In 2004, UEMOA suspended its practice of temporary duty-free status for imported goods destined for another country in the zone. This change means that goods entering UEMOA from non-member countries may no longer transit a UEMOA country duty-free en route to their final destination. Duties are now assessed at the first port of entry. A one percent statistical fee is levied on the CIF (cost, insurance, and freight) value of imports except those destined for re-export, transit, or donations for humanitarian purposes under international agreements. Another tax on imports into Cote d’Ivoire is an ECOWAS community levy (solidarity tax), assessed at the rate of one percent of the CIF value of imported goods. There are special taxes on fish (20 percent), rice (between 5 percent and 10 percent based on category), alcohol, tobacco, cigarettes, certain textile products, and petroleum products. These special taxes are designed to protect national industries. The Customs office collects a valueadded tax (VAT) of 18 percent on all imports, reduced from 20 percent in 2003. This tax computation is calculated on the CIF value added to the duty and the statistical fee. Cote d’Ivoire reportedly continues to apply minimum import prices (MIPs) to imports of certain products, though the WTO waiver it once had allowing it to apply MIPs for some products has long since expired. 
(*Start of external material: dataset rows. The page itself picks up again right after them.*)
PR #32, opened 2016-08-25
Fix searching with address book when some contacts do not have valid …

marcoconti83:
Uploading the address book in batches would get stuck trying to upload the last batch

We get the information on how many AB contacts are available directly from the AB (because we don't want to parse/normalize ALL of them just to know how many there are, it might take a long time). However some of these contacts might actually have invalid email or phone number, so the actually number of contacts that we can upload might be lower. This was causing the last batch to be empty, but we thought it was not the last batch, so we kept trying to upload the next (also empty).

# Changes
Before this PR, we were relying on the number of contacts in the AB, and not the number of "uploadable" contacts, to know if we reached the last batch of the search and we should restart from the first. But in case of non valid contacts, we would think that we never reach the end.
Now we correctly check if we reached the last "upload able" contact by checking if we have less contacts in the batch that we could have, and if that's the case, reset the batch counter so that we reupload the first one the next time.

Also, when trying to upload a new batch, it could be that the computed batch is empty - because the previous batch stopped exactly at the last "uploadable" contact. If this is the case, and we are trying to upload this (empty) batch, immediately reupload the first one instead.

### DIFF
--- a/Source/Synchronization/Strategies/AddressBookUploadRequestStrategy.swift
+++ b/Source/Synchronization/Strategies/AddressBookUploadRequestStrategy.swift
@@ -183,7 +183,7 @@ extension AddressBookUploadRequestStrategy : RequestStrategy, ZMSingleRequestTra
 
 extension EncodedAddressBookChunk {
     
-    /// Whether another address book chunk needs to be uploaded after this one
+    /// Whether this is the last chunk and no following chunk needs to be uploaded after this one
     var isLast : Bool {
         return UInt(self.otherContactsHashes.count) < maxEntriesInAddressBookChunk
     }
--- a/Source/Synchronization/Strategies/AddressBookUploadRequestStrategy.swift
+++ b/Source/Synchronization/Strategies/AddressBookUploadRequestStrategy.swift
@@ -49,7 +49,7 @@ private let addressBookLastUploadedIndex = "ZMAddressBookTranscoderLastIndexUplo
     private var requestSync : ZMSingleRequestSync!
     
     /// Encoded address book chunk
-    private var encodedAddressBookChunk : EncodedAddressBookChunk? = nil
+    private var encodedAddressBookChunkToUpload : EncodedAddressBookChunk? = nil
     
     /// Is the payload being generated? This is an async operation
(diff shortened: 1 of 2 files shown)


Tests/Source/Synchronization/Strategies/AddressBookUploadRequestStrategyTest.swift
```diff
@@ -288,6 +290,51 @@ extension AddressBookUploadRequestStrategyTest {
...
+        let cardsNumber = Int(Double(maxEntriesInAddressBookChunk) * 1.5)
+        self.addressBook.fillWithContacts(UInt(cardsNumber))
+        self.addressBook.numberOfContactsOverride = UInt(maxEntriesInAddressBookChunk * 5)
+        
+        // when
+        let request1 = self.getNextUploadingRequest()
+        let request2 = self.getNextUploadingRequest()
+        let request3 = self.getNextUploadingRequest()
+        
+        // then
```
typfel: duplicate `then`

marcoconti83:
The TODO comment that the bot reported was fixed on the other PR: https://github.com/wireapp/wire-ios-sync-engine/pull/30

Source/Synchronization/Strategies/AddressBookUploadRequestStrategy.swift
```diff
@@ -148,16 +148,55 @@ extension AddressBookUploadRequestStrategy : RequestStrategy, ZMSingleRequestTra
...
+    private func startUpload(encodedChunk: EncodedAddressBookChunk) {
+        self.encodedAddressBookChunkToUpload = encodedChunk
+        self.requestSync.readyForNextRequest()
+        ZMOperationLoop.notifyNewRequestsAvailable(self)
+    }
+}
+
+extension EncodedAddressBookChunk {
+    
+    /// Whether another address book chunk needs to be uploaded after this one
```
daehn: The comment seems misleading to me, I assume no other address book chunk needs to be uploaded if this returns `true`

marcoconti83: Fixed!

There are no quotas on merchandise imports, although the following items are subject to import prohibitions, restrictions, or prior authorization: petroleum products, animal products, live plants, seeds, arms and munitions, plastic bags, distilling equipment, pornography, saccharin, narcotics, explosives, illicit drugs, and toxic waste. 
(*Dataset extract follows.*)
PR #39, opened 2016-09-01
Enable sending confirmation messages in background

basine:
**What's in this PR**
Commit 1: Dissect UserClientRequestStrategy and created MissingClientRequestStrategy which only cares about missing clients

Before importing of exporting FMCG and agricultural products, the seller has to present the labeling declaration with a number of requirenments, such as: 

1) All the information about the product has to be printed on a label securely affixed to the package or printed on the package itself;

2) All lables on the package have to be printed in Engish;

3) All products with false, misleading or deceprive representation are not allowed to be placed on the market;

4) The content on the label has to be clear, prominent, indelible, and readily legible by the consumer.
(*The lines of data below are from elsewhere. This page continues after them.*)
PR #643, opened 2017-11-28
Fix/localization info

johnxnguyen:
### Issues
If the user was added to a group conversation while their client was in the background, any future message APNS notifications would be incorrectly formatted.

### Causes
When building the push string key, we only really care about missing conversation names of group conversations. However, we were explicitly checking if the `conversationType` is equal to `group`, then adding the conversation name to the push string arguments array, or appending the `noconversationname` component to the push key. The problem is that if you are added to a new group conversation and the app is backgrounded, the client hasn't fetched the conversation from BE and so the `conversationType` will be `invalid`. And so the `noconversationname` isn't appended to the push key, thus generating the wrong push string with an incorrect number of arguments.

The governance is sceptic about pre-packaged food. That is why, they have elaborated a number of items which have to be presented on the label before the products' export or import. These are:

1) The name of the food (the name of food shall include trade name or description of food contained in the package);

2) List of ingredients, except for single ingredient foods (the list shall be declared on the label, in descending order of their composition by weight or volume);  

3) Nutritional information (all nutritional facts per 100 gram or 100 ml);

4) Declaration regarding vegetarian and non vegetarian (vegetarian food must have a symbol consisting of green color-filled circle inside a square with a green outline prominently displayed on the package; non-vegitarian must have a symbol of a brown color-filled circle inside a square with a brown outline prominently displayed on the package);

5) Declaration of food additives;

6) Name and address of the manufacturer (the label shall carry the name and complete address of the manufacturing or packing or bottling unit and also the name and complete address of the manufacturer or the company for and whose behalf it is manufactured or packed or bottled);

7) Net quantity (by weight or volume or number, shall be declared on every package of food);

8) Lot/code/batch identification (a mark of identification by which the food can be traced in the manufacture and identify in the distribution shall be given on the label);

9) Date of manufacture or packing (the date, month and year in which the commodity is manufactured, packed or pre-packed, shall be given on the label);

10) Best before date or use by date or date of expiry (the month and year in capital letters up to which the product is best for consumption);

11) Country of origin;

12) Instructions for use, if applicable (if necessary, shall be included on the label to ensure correct utilization of the food).

Raw agricultural commodities, spice mixes, condiments, non-nutritive products, alcoholic beverages, fruits and vegetables, processed pre-packaged vegetables and fruits are exempted from nutritional labeling requirements.